Bu gibi üst düzey turnuvalara başlangıçlar her zaman zordur… Hele de üst üste kaybederek geldiyseniz, moral motivasyonu yitirdiyseniz ve bir de özgüven kaybı oluştuysa, küçük ölçekli takımların da iştahı kabarır…
12 Dev Adam’ın dün Karadağ karşısındaki görüntüsü hiç de iç açıcı değildi. Turnuva öncesi baş ağrıtan savunma zaafları oyunun belli bölümlerinde Karadağ’ın skorda ön plana çıkmasına neden oldu.
Maçın başında çok kolay potaya giden rakibe karşı dış atışlarda üretkenlik sağlayamayınca skorda geriye düştük. Neyse ki kenardan gelen iki isim Melih ve Larkin’in ikinci periyotta arka arkaya 5 üçlüğe imza atmaları oyunu açmamızı sağladı. Ardından da Cedi’nin bitiriciliğini kullanıp bir çırpıda 10 sayılık farka ulaşıp devreyi de konforlu bir biçimde önde kapattık.
Üçüncü çeyreğin başlangıcında ya farkın açılacağı senaryo devreye girecek ya da Karadağ oyuna ortak olacaktı. Korkulan oldu.

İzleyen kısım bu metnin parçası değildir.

PR #455, opened 2026-05-05
[Fix | Orchestration] Dynamic type hint removal for quantity

FlorianDeconinck:
# Description

The `Quantity` class has a `__descriptor__` for DaCe to be able to interpret the buffer. But the parser of DaCe expects that if the `__descriptor__` exists on the Type (e.g. while type hinting) it is callable.

Previous attempts at dealing with this was replacing the `Quantity` type hint with a `dace.compiletime`. This is not good enough, as this will lead to symbol duplication depending on the usage of said `Quantity` in code. A better approach, is to _remove_ entirely the type hint - and let the _runtime_ call to `__descriptor__` do its work.

Also in this PR:
- move `__INLINED` keyword into forwarded gtp4y API as this is _still_ useful for compile time code exclusion in stencils

## How has this been tested?

Locally on microphysics

## Checklist

### DIFF
--- a/ndsl/dsl/dace/orchestration.py
+++ b/ndsl/dsl/dace/orchestration.py
@@ -665,7 +665,9 @@ def orchestrate(
 
     # Remove type hint of Quantity to allow for __descriptor__ to be read in JIT
     for arg_name, annotation in func.__annotations__.items():
-        if annotation in [Quantity]:
+        if annotation in [Quantity] or (
+            isinstance(annotation, type) and issubclass(annotation, Quantity)
+        ):
             func.__annotations__[arg_name] = None
 
     # Build DaCe orchestrated wrapper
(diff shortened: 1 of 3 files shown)


twicki (approved):
If this works that is great

romanc (approved):
I've linked this PR from the corresponding issue (https://github.com/NOAA-GFDL/NDSL/pull/455).

I also think we should have a test case for just the `Quantity` case, which now works. So I've added that directly to the PR. The `xfail` for the program with a `State` type still remains (because that's unsolved).

romanc:
What about `Locals`?

FlorianDeconinck:
> What about `Locals`?

Now covered, as well as all derived type of `Quantity`. Covered in utest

Ay-Yıldızlılar, ilk yarının sonunda farkı getiren tempoyu yitirip, rakibe yine boyalı alan savunmasında “taviz” vermeye devam edip, basit top kayıpları ve kaçan şutlar birbirini takip edince Karadağ 16-3’lük seriyle oyunu kontrolüne aldı. Ve oyunun kalanı içinden bir türlü çıkılamayan bir krize dönüştü.
TEK SORUN UZUN SAVUNMASI MI?
Karadağ’ın maçı koparma girişimlerine de yine önce Larkin, ardından da Melih kritik sayılarla göğüs gerdiler. Üçüncü çeyreğin sonu ve son periyodun büyük bölümünde krizden çıkmak için çabaladık, durduk. Ama olmadı. Coach Ataman hep uzun savunmasından dert yanıyor. Haklı da… Ama kısaların da bire birlerde bu kadar kolay geçilmesi ve ikili oyunlarda adam takibindeki gecikmeler – hele de takımda Sertaç (Barcelona’da basketbolu geriye gitmiş) ve Alperen gibi yeterli çabukluğa sahip olmayan iki uzun varken – savunmayı felce uğratıyor. Yiğitcan ve Ercan’ın bu takıma olabildiğince azami katkısı, bazen de dün maçın sonunda olduğu gibi Cedi’nin 4 numarada olduğu 4 kısalı oyun ve tabii ki kısaların azami gayreti bu krizi aşmak için elzem…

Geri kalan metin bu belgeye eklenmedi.